• _Task description_: Check every line of the entries below for "stretchr", and copy the lines that have it.

• _Records for this exercise_:
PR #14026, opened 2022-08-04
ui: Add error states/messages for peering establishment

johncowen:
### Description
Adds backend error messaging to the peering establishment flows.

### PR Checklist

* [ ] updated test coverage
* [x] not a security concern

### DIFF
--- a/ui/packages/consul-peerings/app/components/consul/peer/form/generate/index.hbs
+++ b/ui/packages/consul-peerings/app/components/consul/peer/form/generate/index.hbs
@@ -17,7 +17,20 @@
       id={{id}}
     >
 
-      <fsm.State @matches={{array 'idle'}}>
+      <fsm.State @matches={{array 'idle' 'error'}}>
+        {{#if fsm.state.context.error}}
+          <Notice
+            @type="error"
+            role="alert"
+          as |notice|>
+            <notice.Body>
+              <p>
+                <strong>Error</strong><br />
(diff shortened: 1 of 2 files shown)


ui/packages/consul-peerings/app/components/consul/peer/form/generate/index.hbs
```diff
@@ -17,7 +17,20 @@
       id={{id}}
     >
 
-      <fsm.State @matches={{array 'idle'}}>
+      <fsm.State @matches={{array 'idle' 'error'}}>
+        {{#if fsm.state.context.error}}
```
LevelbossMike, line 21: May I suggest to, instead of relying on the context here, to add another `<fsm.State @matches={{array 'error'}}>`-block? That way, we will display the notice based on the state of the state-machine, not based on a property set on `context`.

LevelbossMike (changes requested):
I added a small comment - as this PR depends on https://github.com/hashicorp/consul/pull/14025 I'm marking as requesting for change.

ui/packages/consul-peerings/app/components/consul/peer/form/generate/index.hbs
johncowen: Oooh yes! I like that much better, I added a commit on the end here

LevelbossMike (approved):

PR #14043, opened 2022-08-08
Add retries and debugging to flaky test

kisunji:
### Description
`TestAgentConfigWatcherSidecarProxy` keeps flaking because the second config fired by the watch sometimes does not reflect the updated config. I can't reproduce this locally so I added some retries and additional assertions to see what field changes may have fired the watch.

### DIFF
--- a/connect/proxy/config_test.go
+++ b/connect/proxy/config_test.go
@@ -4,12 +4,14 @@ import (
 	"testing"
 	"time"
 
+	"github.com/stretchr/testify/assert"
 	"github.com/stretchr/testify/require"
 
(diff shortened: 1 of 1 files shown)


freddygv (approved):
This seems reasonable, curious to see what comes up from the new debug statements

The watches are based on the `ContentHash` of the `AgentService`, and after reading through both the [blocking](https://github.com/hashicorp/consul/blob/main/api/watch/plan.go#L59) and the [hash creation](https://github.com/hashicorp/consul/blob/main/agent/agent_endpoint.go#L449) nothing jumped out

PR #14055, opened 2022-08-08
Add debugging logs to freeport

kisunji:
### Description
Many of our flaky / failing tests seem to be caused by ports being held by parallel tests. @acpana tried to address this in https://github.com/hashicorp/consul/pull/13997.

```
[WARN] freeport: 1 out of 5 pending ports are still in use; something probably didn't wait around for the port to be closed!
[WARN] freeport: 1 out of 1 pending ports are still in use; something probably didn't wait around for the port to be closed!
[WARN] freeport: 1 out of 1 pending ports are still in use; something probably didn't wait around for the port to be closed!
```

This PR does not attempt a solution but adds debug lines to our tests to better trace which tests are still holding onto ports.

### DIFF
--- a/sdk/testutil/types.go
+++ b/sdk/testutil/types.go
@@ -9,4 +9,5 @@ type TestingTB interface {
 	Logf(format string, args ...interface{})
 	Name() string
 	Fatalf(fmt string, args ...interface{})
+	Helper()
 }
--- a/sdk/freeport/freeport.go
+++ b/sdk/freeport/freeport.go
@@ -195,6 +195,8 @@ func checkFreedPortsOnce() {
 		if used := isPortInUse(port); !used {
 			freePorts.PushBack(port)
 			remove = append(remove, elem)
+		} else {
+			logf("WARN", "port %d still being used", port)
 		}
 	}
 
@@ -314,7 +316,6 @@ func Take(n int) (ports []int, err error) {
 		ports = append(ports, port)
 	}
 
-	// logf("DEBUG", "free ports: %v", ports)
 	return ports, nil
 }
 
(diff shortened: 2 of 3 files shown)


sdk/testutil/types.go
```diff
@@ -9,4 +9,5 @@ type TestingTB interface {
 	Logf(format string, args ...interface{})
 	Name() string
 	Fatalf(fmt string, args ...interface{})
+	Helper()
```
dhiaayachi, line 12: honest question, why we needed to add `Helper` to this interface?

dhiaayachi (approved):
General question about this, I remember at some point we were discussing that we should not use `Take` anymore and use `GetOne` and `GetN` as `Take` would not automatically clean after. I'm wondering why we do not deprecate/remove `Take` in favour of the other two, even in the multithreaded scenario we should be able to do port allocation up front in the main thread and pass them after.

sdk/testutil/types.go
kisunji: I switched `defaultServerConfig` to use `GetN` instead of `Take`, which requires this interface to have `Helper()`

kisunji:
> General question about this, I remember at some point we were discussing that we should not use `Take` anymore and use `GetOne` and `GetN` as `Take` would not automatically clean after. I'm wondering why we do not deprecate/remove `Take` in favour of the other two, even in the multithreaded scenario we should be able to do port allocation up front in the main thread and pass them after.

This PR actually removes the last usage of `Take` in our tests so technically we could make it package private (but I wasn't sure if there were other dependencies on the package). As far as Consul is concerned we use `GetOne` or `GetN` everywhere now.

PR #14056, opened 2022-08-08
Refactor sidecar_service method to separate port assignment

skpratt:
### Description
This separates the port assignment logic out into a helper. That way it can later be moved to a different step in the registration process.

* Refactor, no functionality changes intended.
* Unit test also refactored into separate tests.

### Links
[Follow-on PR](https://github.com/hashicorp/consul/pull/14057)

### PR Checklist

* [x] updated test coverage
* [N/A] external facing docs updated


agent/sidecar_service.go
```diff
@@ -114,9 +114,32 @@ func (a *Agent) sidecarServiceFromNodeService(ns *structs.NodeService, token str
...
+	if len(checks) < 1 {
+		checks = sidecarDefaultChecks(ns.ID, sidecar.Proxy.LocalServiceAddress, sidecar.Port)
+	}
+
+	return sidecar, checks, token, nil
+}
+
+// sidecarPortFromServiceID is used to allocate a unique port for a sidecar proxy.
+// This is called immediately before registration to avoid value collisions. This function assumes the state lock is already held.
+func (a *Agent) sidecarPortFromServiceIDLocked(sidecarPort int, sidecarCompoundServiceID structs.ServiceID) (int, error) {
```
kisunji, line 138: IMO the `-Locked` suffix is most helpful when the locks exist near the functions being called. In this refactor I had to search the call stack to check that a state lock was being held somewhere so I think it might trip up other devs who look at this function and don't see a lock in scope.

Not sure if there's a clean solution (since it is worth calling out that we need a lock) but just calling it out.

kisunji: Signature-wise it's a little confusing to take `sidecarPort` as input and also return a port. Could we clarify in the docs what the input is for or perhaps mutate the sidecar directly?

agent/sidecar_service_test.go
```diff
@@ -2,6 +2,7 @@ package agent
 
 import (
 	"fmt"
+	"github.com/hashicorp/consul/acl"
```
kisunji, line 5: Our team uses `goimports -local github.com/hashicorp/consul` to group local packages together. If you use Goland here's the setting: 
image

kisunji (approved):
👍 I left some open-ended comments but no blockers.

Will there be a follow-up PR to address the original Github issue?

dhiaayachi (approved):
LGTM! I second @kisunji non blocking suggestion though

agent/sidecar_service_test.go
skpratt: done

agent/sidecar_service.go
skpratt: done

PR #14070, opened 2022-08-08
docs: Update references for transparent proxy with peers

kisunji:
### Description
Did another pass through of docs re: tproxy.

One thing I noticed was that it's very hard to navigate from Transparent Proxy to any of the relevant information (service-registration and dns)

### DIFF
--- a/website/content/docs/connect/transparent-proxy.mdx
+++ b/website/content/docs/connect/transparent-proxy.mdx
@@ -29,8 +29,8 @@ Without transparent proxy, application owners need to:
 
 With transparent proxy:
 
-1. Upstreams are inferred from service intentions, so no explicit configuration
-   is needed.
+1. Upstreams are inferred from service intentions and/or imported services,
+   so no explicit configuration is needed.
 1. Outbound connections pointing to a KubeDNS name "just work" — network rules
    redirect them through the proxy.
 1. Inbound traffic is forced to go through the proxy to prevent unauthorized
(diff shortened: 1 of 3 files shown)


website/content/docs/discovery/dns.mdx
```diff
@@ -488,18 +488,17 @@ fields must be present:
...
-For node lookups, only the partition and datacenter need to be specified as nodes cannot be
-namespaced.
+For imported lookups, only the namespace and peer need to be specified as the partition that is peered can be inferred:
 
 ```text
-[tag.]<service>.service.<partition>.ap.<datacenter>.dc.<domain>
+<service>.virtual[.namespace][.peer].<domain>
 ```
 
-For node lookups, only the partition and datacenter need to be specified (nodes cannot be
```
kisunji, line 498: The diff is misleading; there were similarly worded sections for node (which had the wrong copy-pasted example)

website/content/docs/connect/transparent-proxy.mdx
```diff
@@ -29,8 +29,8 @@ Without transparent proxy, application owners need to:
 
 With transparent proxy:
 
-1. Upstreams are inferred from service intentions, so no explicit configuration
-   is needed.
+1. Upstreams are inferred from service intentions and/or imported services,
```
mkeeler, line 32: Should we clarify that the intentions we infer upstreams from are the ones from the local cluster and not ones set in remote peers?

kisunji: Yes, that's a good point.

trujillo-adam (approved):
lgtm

• _Exercise response_:
+	"github.com/stretchr/testify/assert"
 	"github.com/stretchr/testify/require"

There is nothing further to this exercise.